If you’re in one of the first two categories, find out the cause of your back pain if you haven’t already. Make an appointment with your health care provider to determine its source. I know the source of mine and can tailor my routines around it, avoiding activities that aggravate my condition, doubling up on exercises that reduce and eliminate the pain.

If you fit into either category 1 or 3, jump to the next section, you’re ready to start the program.

If You’re Not Ready to Start the Program

If you’re in category 2, don’t jump anywhere, you’re not ready. Before you can take control of your pain, let your back settle down.

Your health care provider may prescribe bed rest and pain killers. Your rehabilitation also might include treatments such as massage, heat, and physical therapies. The goal is to relax the muscles causing you pain, to let any inflammation and swelling from strains and sprains subside.

While you’re following your health care provider’s advice, you can speed the process by relaxing. The stress of your back pain may be causing your muscles to tense up. When you’re tense and upset, your muscles contract, adding to the pain already there. Relaxing will help tense muscles unwind.

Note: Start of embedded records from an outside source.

PR #3156, opened 2026-07-27
Release 4.2.0b5

DanielNoord:
Used `tbump 4.2.0b5 --no-push --no-tag` but ran into some issues with `pre-commit` on Python 3.15, so committed manually.

Bumps `contributors-txt` as well, as discussed in https://github.com/pylint-dev/astroid/pull/3153

### DIFF
--- a/CONTRIBUTORS.txt
+++ b/CONTRIBUTORS.txt
@@ -62,6 +62,7 @@ Contributors
 - David Shea <dshea@redhat.com>
 - Daniel Harding <dharding@gmail.com>
 - Christian Clauss <cclauss@me.com>
+- Dani Alcala <112832187+clavedeluna@users.noreply.github.com>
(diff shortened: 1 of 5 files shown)


Pierre-Sassoulas (approved):

DanielNoord:
@Pierre-Sassoulas By the way I noticed we already have a `4.2.0` tag in the repository. That might create issues when we actually want to release it and other contributors might have already fetched this locally :sweat_smile:

Pierre-Sassoulas:
Oof. Well worst case scenario we release 4.2.1 or 4.3.0. We can have a tag that isn't released on pypi and imo pypi is what is important. But it could create a git mess if we delete the tag.

DanielNoord:
Let's release `4.3.0` then. For now we can release beta's under `4.2.0` but something to keep in mind!

PR #3157, opened 2026-07-27
Only define _HAS_DEFAULT_FACTORY when a default_factory is used

### LINKED ISSUE #2808: Is the _HAS_DEFAULT_FACTORY here expected?

lowbyteguy:
## Type of Changes

## Description

The dataclass brain added `_HAS_DEFAULT_FACTORY` to the module's locals for every transformed dataclass, but the generated `__init__` only references that name when a field uses `field(default_factory=...)`. Dataclasses without a default factory therefore exposed a module global that does not exist at runtime, as reported in the issue.

The assignment is now guarded on the generated init actually referencing the name. Regression tests cover both the absent and the still-present case.

Closes #2808

### DIFF
--- a/astroid/brain/brain_dataclasses.py
+++ b/astroid/brain/brain_dataclasses.py
@@ -103,7 +103,7 @@ def dataclass_transform(node: nodes.ClassDef) -> nodes.ClassDef | None:
         node.locals["__init__"] = [init_node]
 
         root = node.root()
-        if DEFAULT_FACTORY not in root.locals:
+        if DEFAULT_FACTORY in init_str and DEFAULT_FACTORY not in root.locals:
             new_assign = parse(f"{DEFAULT_FACTORY} = object()").body[0]
             new_assign.parent = root
             root.locals[DEFAULT_FACTORY] = [new_assign.targets[0]]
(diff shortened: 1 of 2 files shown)


DanielNoord (commented):
Please add a Changelog :)

DanielNoord:
Dupe of https://github.com/pylint-dev/astroid/pull/3152

PR #3158, opened 2026-07-27
Use explicit version guard for PEP 810 `is_lazy` field

Pierre-Sassoulas:
Follow-up to #3094, addressing https://github.com/pylint-dev/astroid/pull/3094#discussion_r3651238697 (and the same pattern in `visit_import`) which was merged before being resolved.

Replaces `getattr(node, "is_lazy", False)` with a `sys.version_info >= (3, 15)` guard in both `visit_import` and `visit_importfrom`, matching the existing guard style in `rebuilder.py`. The explanatory comment is no longer needed since the guard makes the version requirement explicit (and greppable when dropping 3.14 support).

No behavior change.

### DIFF
--- a/astroid/rebuilder.py
+++ b/astroid/rebuilder.py
@@ -1136,8 +1136,7 @@ class TreeRebuilder:
             end_lineno=node.end_lineno,
             end_col_offset=node.end_col_offset,
             parent=parent,
-            # ``is_lazy`` is a PEP 810 field only present on Python 3.15+.
-            lazy=bool(getattr(node, "is_lazy", False)),
+            lazy=bool(node.is_lazy) if sys.version_info >= (3, 15) else False,
         )
         # store From names to add them to locals after building
         self._import_from_nodes.append(
@@ -1340,8 +1339,7 @@ class TreeRebuilder:
             end_lineno=node.end_lineno,
             end_col_offset=node.end_col_offset,
             parent=parent,
-            # ``is_lazy`` is a PEP 810 field only present on Python 3.15+.
-            lazy=bool(getattr(node, "is_lazy", False)),
+            lazy=bool(node.is_lazy) if sys.version_info >= (3, 15) else False,
         )
         # save import names in parent's locals:
         for name, asname in newnode.names:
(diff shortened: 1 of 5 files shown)


DanielNoord (commented):
@Pierre-Sassoulas I don't think adresses my comment? We still use `lazy` instead of `is_lazy`?

astroid/rebuilder.py
```diff
@@ -1340,8 +1339,7 @@ def visit_import(self, node: ast.Import, parent: nodes.NodeNG) -> nodes.Import:
             end_lineno=node.end_lineno,
             end_col_offset=node.end_col_offset,
             parent=parent,
-            # ``is_lazy`` is a PEP 810 field only present on Python 3.15+.
-            lazy=bool(getattr(node, "is_lazy", False)),
+            lazy=bool(node.is_lazy) if sys.version_info >= (3, 15) else False,
```
jacobtylerwalls: Why the bool?

jacobtylerwalls (dismissed):

astroid/rebuilder.py
jacobtylerwalls: Just asking, I assumed it was a `bool` already. I'm open to making it a bool.

Pierre-Sassoulas: We handle this differently depending on the places; AnnAssign.simple is still an int, but Comprehension.is_async is cast to bool.

simple int from ast: https://github.com/pylint-dev/astroid/blob/e8d7321b0cd0696eefef030a4c3f84cc71489a78/astroid/rebuilder.py#L750
is_async cast to bool: https://github.com/pylint-dev/astroid/blob/e8d7321b0cd0696eefef030a4c3f84cc71489a78/astroid/rebuilder.py#L947
  
I think it's safer to assume cpython is right because if they suddenly use their int as an int we're going to have to make a breaking change.

jacobtylerwalls (approved):

DanielNoord (approved):

DanielNoord:
Thanks for the follow up Pierre!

Here’s a good relaxation technique when you’re recuperating in bed, lying flat on your back:

•Stretch out your legs, your arms at your sides.

•Close your eyes.

•Inhale slowly through your nose, expanding your stomach the first two-thirds of the inhalation, then your chest the last third.

•Exhale slowly through slightly parted lips, drawing in your stomach to force out all the air.

•Repeat as many breaths as needed.

Those are the mechanics of the technique. Now, let’s add some vision.

When you’re inhaling, imagine you’re breathing white light in through your navel, filling your whole body. On the exhalation, imagine the white light flowing through your muscles, carrying away all the pain.

Each breath could focus on relaxing a specific muscle or body part. Take as many breaths as needed to relax as much of your body as you see fit. If the white light is a bit too 1960s for you, imagine something else, anything. A tiny freight train with cars to carry away the pain works just as well as white light.

A nice feature of this relaxation technique is that you can do it sitting down or standing up as well as lying down. The more time spent relaxing, the faster the healing.

Once your pain is manageable, jump to the next section to begin your program.

A Word About Weight

If you carry around too much weight on your body, you could be straining your low back. A big gut, in particular, can overpower the core muscles that keep your spine properly aligned, causing you painful backaches.

You can still do the exercises in Better Boomer Backs if you’re overweight, but you won’t get the full benefit of the program.

I’m not the go-to guy for advice on losing weight. I’ve tried different diet programs, lost weight, but then gained it right back. I try to eat non-processed foods when I can—vegetables fresh from the garden the best—but not often enough. I also have a sweet tooth and try to stay away from baked goods and candies . . . to little avail.

My primary program for weight containment is calorie-shedding, fat-burning aerobics. Mt. biking, kayaking, and walking are my mainstays. Despite my 5-day-a-week aerobic exercise routine, I’m still slightly overweight according to the standard body mass index (BMI).

BMI is a measure of body fat based on the height and weight of adult  men and women. You can find any number of free BMI calculators on the Internet to determine your index. Simply type “BMI calculator” into the search field of your favorite search engine.

According to recent studies, you’re weight’s normal if your BMI is 18.5–24.9. Overweight is 25–29.9. I’m currently 25.1. Any BMI over 30 is considered obese.

If you’re overweight and your back is giving you trouble, supplement the healthy back advice in this program with a weight loss program of your choosing.